Depuis sa création en 2005, cette production surtout visuelle, tant les projections vidéos de Bill Viola occupent tout du si vaste espace de Bastille, au point de reléguer les acteurs chanteurs au format lilliputien, a gagné en unité. Fusionner le parti minimaliste, style oratorio dépouillé et la vidéo envahissante continue de susciter les réactions (si l’on constate les huées d’une partie du public toujours remonté). Est-il toujours juste aujourd’hui d’opposer sur la scène, l’image et la musique ? Les chanteurs quant à eux sont noyés, dilués, dans une non couleur : vêtements noirs sur fond noir, à peine perceptible dans ce grand vaccum cosmico-psychédélique où domine la force obsessionnelle des images, souvent aquatique, d’un rite cathartique qui voudrait résumer le sens de nos vies.
Après Philippe Jordan, plutôt convaincant chez Wagner, que vaut le geste de son successeur Gustavo Dudamel ? De toute évidence, on retrouve son dynamisme et la puissance de son expressivité dès l’ouverture, jalonnant la première action du I, exposition des partis affrontés : celui de Tristan l’accompagnant / celui d’Yseult, la princesse promise au Roi Mark. Le chant de l’orchestre affirme une détermination qui séduit, d’autant que son implication rétablit l’équilibre avec la vidéo, comme on a dit, omniprésente.
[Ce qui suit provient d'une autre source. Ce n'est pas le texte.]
PR #255, opened 2024-06-18
feat: sf-640 revamp cicd workflow

stanleyyconsensys:
This PR is to clean up the CICD and try to standardise with metamask workflow if possible

- add get starknet deployment flow
- remove story book workflow, as we dont have any use case for now
- combine deploy-dev, publish-npm-dev into deploy.yml, to let github taking care the dynamic variable "AWS_S3_URL" and "AWS_CLOUDFRONT_DISTRIBUTIONS_ID", and simplify the workflow
- standardise package.json cmd, to have  start, build, test, lint, lint, clean, serve on every workspace
- remove yarn setup, as it is duplicate with yarn install, instead replace by allow-scripts from root
- remove e2e, as it is not enable for now

**New workflow:**
Main (trigger by any push or pull request to main, to test workflow and the code)
image

Deploy (trigger by manual, allow deploy to dev,staging,prod)
image

**Existing workflow:**
lint-pr-title, terraform, release-please will remain the same

**Removed workflow:**
e2e-tests -> removed with no use case
e2e-tests-slack-notification -> removed with no use case
storybook -> removed with no use case
deploy-dev -> merged to deploy
publish-npm-dev -> merged to deploy
build-test -> merged to main

Note:
In MM workflow, they dont have dev , staging deployment, but mostly 1 go to PROD by manual create a release PR request, and merge the PR, and then the pipeline will deploy to prod
in Starknet workflow, we do it by auto create release PR when ever a push to main, and manual deploy to different env for more flexible choice, e.g we can deploy a version b4 release PR or after release PR

Ticket: 
https://consensyssoftware.atlassian.net/jira/software/projects/SF/boards/472?selectedIssue=SF-640


.github/workflows/deploy.yml
```diff
@@ -8,84 +8,202 @@ on:
...
         required: true
 jobs:
-  deploy:
+  perpare-deployment:
     environment: ${{ inputs.environment }}
-    name: Deploy Snap and UI
-    runs-on: ubuntu-20.04
+    permissions:
+      contents: write
+    runs-on: ubuntu-latest
```
khanti42, line 15: should we fix the version instead of using ubuntu-latest to control the image version we use ?

packages/wallet-ui/package.json
```diff
@@ -70,21 +70,19 @@
...
-    "lint:react": "eslint ./src/**/*.ts ./src/**/*.tsx -f json -o eslint-report.json",
-    "lint:misc": "prettier --check ./src/**/*.js ./src/**/*.ts ./src/**/*.tsx",
-    "pretty": "prettier --write ./src/**/*.js  ./src/**/*.ts ./src/**/*.tsx",
-    "lint": "yarn lint:react && yarn lint:misc",
-    "clean": "rimraf build",
     "storybook": "start-storybook -p 6006",
-    "build-storybook": "build-storybook",
-    "type:check": "tsc --pretty --noEmit",
-    "release": "sh ../../scripts/release.sh"
+    "build-storybook": "build-storybook"
```
khanti42, line 85: do we still need this ?

khanti42 (changes requested):
LGTM. Just small comment regarding ubuntu image version and the storybook entry. Otherwise do you think it makes sense to add the automatic deployment of remoteEntry.js to s3 into the cicd workflow already with this merge ?

packages/wallet-ui/package.json
stanleyyconsensys: good catch, we can remove, but lets do it on other PR, i have a PR to clean up the package.json as well

.github/workflows/deploy.yml
stanleyyconsensys: may be fixing a version is better, lets move it to static version then

stanleyyconsensys: i just find that it is using ubuntu-latest everywhere, and only this doc is using ubuntu-20.04 
so may be to keep it safe , use ubuntu-latest?

khanti42: ok

khanti42 (approved):
LGTM

PR #256, opened 2024-06-18
fix: sf 639 update contract upgrade message

stanleyyconsensys:
This PR is to fix the update contract upgrade message

from 
`Waiting for transaction finalize... `

to
`Waiting for transaction to be finalised.`


khanti42 (dismissed):
LGTM

PR #257, opened 2024-06-19
fix: allow immutable yarn lock

khanti42:
The current CI/CD uses --no-immutable option which is discouraged. The goal of this PR is to remove the need for this option by changing the package.json of the wallet-ui package and change the CI/CD pipelines accordingly. 

Jira: https://consensyssoftware.atlassian.net/jira/software/projects/SF/boards/472?selectedIssue=SF-645


stanleyyconsensys (changes requested):
it doesnt seem work , it is still depends on @consensys/starknet-snap from the code base

PR #258, opened 2024-06-20
fix: resolve issue in cicd pipeline

stanleyyconsensys:
This PR is to fix the missing cache in cicd deploy pipeline


.github/workflows/deploy.yml
```diff
@@ -190,15 +211,19 @@ jobs:
...
+            ./packages/starknet-snap/snap.manifest.json
             ./node_modules/.yarn-state.yml
           key: ${{ github.sha }}
       - name: Deploy to AWS
         run: | 
           echo "Deployed Dapp to : $AWS_S3_URL"
           aws s3 sync ./packages/wallet-ui/build "$AWS_S3_URL"
         env:
-          AWS_S3_URL: ${{ vars.AWS_S3_URL }}
+          AWS_S3_URL: ${{ needs.perpare-deployment.outputs.AWS_S3_URL }}
```
khanti42, line 226: why do we use needs.perpare-deployment.outputs instead of vars here ? Also there might be a typo on needs.perpare maybe it should be needs.prepare ?

khanti42 (changes requested):
Maybe just check the naming of the needs.perpare --~ needs.prepare. 

Otherwise LGTM

.github/workflows/deploy.yml
stanleyyconsensys: yup , i will fix the typo: needs.prepare

and yes , using vars u have to take an extra AGR on the workflow, telling the workflow to extra param from action parameter store

hence, i use the prepare parameter workflow to do everything, and output the required var

and the following workflow will just need to use needs.perpare-deployment to get the param

khanti42 (dismissed):
LGTM

khanti42 (approved):
LGTM

PR #259, opened 2024-06-21
feat: clean up and update dependency

stanleyyconsensys:
This PR is to standardize the package.json on each project to be the same / similar as Metamask's Snap

What did we updated:
- update npmrc to use lts/* rather than hard code as 16 
- Not necessary to using patch version of yarn (yarn-berry), instead we can use yarn 3.2.1
- remove metamask/rpc-method, as it has migrate into metamask/sdk
- move allows-script cmd to root level for cleaning code, as it seem redundant 
- remove release.sh , as we cant release from local anyway
- remove some un-used dependencies


khanti42:
Still need to check workflow with get-starknet.

stanleyyconsensys:
@khanti42 verified the get-starknet is working too

packages/starknet-snap/package.json
```diff
@@ -1,39 +1,51 @@
...
     "clean": "rimraf dist",
-    "start": "mm-snap watch",
-    "test": "yarn run test:unit && yarn run cover:report",
+    "cover:report": "nyc report --reporter=lcov --reporter=text",
     "lint": "yarn lint:eslint && yarn lint:misc --check",
     "lint:eslint": "eslint . --cache --ext js,ts",
     "lint:fix": "yarn lint:eslint --fix && yarn lint:misc --write",
     "lint:misc": "prettier '**/*.ts' '**/*.json' '**/*.md' '!CHANGELOG.md' --ignore-path .gitignore",
-    "test:unit": "nyc --check-coverage --statements 80 --branches 80 --functions 80 --lines 80 mocha --colors -r ts-node/register \"test/**/*.test.ts\"",
-    "test:unit:one": "nyc --check-coverage --statements 80 --branches 80 --functions 80 --lines 80 mocha --colors -r ts-node/register",
```
khanti42, line 27: can we keep this test:unit:one ? It's handy when working on one test file to not have to run all the tests every time.

khanti42 (changes requested):
LGTM!

Just the small comment on unit testing single file. But this is not very important.

packages/starknet-snap/package.json
stanleyyconsensys: sure

stanleyyconsensys: done

khanti42 (approved):
LGTM!

PR #269, opened 2024-07-01
feat: allow txv3 in get-starknet execute txn

khanti42:
`get-starknet` users (they are dapp dev) interact with the starknet blockchain by calling execute which has the following signature : 

`abstract execute(transactions: AllowArray<Call>, transactionsDetail?: InvocationsDetails): Promise<InvokeFunctionResponse>;`

The InvocationsDetails type defined by `starknet.js` is as follow 

```
type InvocationsDetails = {
    nonce?: BigNumberish;
    maxFee?: BigNumberish;
    version?: BigNumberish;
```

The transaction version can be set there.

This is how we can handle the version on `executeTxn` rpc endpoint used by our federated module middleware.

### DIFF
--- a/packages/starknet-snap/src/executeTxn.ts
+++ b/packages/starknet-snap/src/executeTxn.ts
@@ -1,9 +1,8 @@
 import type { Component } from '@metamask/snaps-sdk';
 import { heading, panel, divider, DialogType } from '@metamask/snaps-sdk';
-import type { Invocations } from 'starknet';
+import type { constants, Invocations } from 'starknet';
 import { TransactionType } from 'starknet';
 
-import { createAccount } from './createAccount';
 import type {
   ApiParamsWithKeyDeriver,
   ExecuteTxnRequestParams,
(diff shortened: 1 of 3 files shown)


stanleyyconsensys:
i think the PR is not ready, shall we move it back to draft

packages/starknet-snap/src/executeTxn.ts
```diff
@@ -133,17 +124,29 @@ export async function executeTxn(params: ApiParamsWithKeyDeriver) {
...
 
     if (!accountDeployed) {
-      await createAccount(createAccountApiParams, true, true);
+      await createAccount({
+        network,
+        address,
+        publicKey,
+        privateKey,
+        waitMode: true,
+        callback: undefined,
```
stanleyyconsensys, line 133: you dont need undefine it, but since this api will drop, let it pass

packages/starknet-snap/src/utils/snapUtils.ts
```diff
@@ -392,9 +392,13 @@ export function getTxnSnapTxt(
   }
 
   if (details?.maxFee) {
+    const feeToken: FeeToken =
```
stanleyyconsensys, line 395: i saw this logic twice, we mat consider to move to a function soon

stanleyyconsensys (approved):
LGTM

PR #270, opened 2024-07-02
fix: add cache key for different env in CICD

stanleyyconsensys:
This PR is to fix a bug in the CICD pipeline when processiong “Deployments" workflow

if the same commit point deploy twice in different env, the latter deploy code will reuse the build from prev build from a cache, and lead to incorrect deployment

solution:
adding the cache with key `commit sha + '-' + env`

jira: https://consensyssoftware.atlassian.net/jira/software/projects/SF/boards/472?selectedIssue=SF-651


khanti42 (approved):
LGTM

PR #272, opened 2024-07-02
fix: remove get balance from createAccount

stanleyyconsensys:
This PR is to fix, the get balance call is fail during create account 

the solution is to remove the get balance call, as it doesnt needed , starknet.js will auto estimate for user, 

Note: it may break tx v3, but we should fix it in tx v3, but not this PR

jira:
https://consensyssoftware.atlassian.net/jira/software/projects/SF/boards/472?selectedIssue=SF-650

### DIFF
--- a/packages/starknet-snap/src/createAccount.ts
+++ b/packages/starknet-snap/src/createAccount.ts
@@ -3,13 +3,9 @@ import {
   getKeysFromAddressIndex,
   getAccContractAddressAndCallData,
   deployAccount,
-  getBalance,
-  estimateAccountDeployFee,
-  isAccountDeployed,
   waitForTransaction,
 } from './utils/starknetUtils';
 import {
-  getEtherErc20Token,
   getNetworkFromChainId,
   getValidNumber,
   upsertAccount,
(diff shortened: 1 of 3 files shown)


packages/starknet-snap/src/createAccount.ts
```diff
@@ -78,47 +70,8 @@ export async function createAccount(params: ApiParams, silentMode = false, waitM
...
-        contractCallData,
-        publicKey,
-        privateKey,
-        undefined,
-        {
-          maxFee: estimateDeployFee?.suggestedMaxFee,
-        },
-      );
+      // Deploy account will auto estimate the fee from the network if not provided
+      const deployResp = await deployAccount(network, contractAddress, contractCallData, publicKey, privateKey);
```
khanti42, line 74: What happens if createAccount is called on an account that is already deployed ?

packages/starknet-snap/src/createAccount.ts
```diff
@@ -51,8 +44,7 @@ export async function createAccount(params: ApiParams, silentMode = false, waitM
       `createAccount:\ncontractAddress = ${contractAddress}\npublicKey = ${publicKey}\naddressIndex = ${addressIndexInUsed}`,
     );
 
-    let failureReason = '';
-    let estimateDeployFee: EstimateFee;
+    const failureReason = '';
```
khanti42, line 47: shall we still use this ? Maybe in case the account was already deployed ?

khanti42 (commented):
LGTM, just small comment regarding the failureReason.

Pour autant la subtilité pour exprimer l’ivresse extatique des deux amants nocturnes au II ; comme l’éloquence désenchantée de la prière du Roi Mark (saisi, martial car il constate la trahison de Tristan), comme la lente agonie mortifère de Tristan au III, surtout le liebstodt final…. manquent encore de cette profondeur alanguie, éperdue, mystérieuse ; l’envoûtement n’a pas lieu. La direction de Dudamel manque de profondeur comme de trouble, même si l’allant et l’intensité sont présents. C’était déjà les limites de ses Mahler.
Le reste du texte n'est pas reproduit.